Begin the reply with the line containing "Node.GetChildrenWithName, Node.getJSComponent, error" and end it with the final line of the listing, reproducing every line between exactly and adding nothing.

**** DATA BELOW ****

PR #109, opened 2015-06-11
Node.GetChildrenWithName, Node.getJSComponent, error reason for failed plugin loading, Bug fix for collision type check.

mattbenic:


Source/Atomic/Core/ProcessUtils.cpp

****

§ **ANSWER TO THIS TASK**
Node.GetChildrenWithName, Node.getJSComponent, error reason for failed plugin loading, Bug fix for collision type check.

mattbenic:


Source/Atomic/Core/ProcessUtils.cpp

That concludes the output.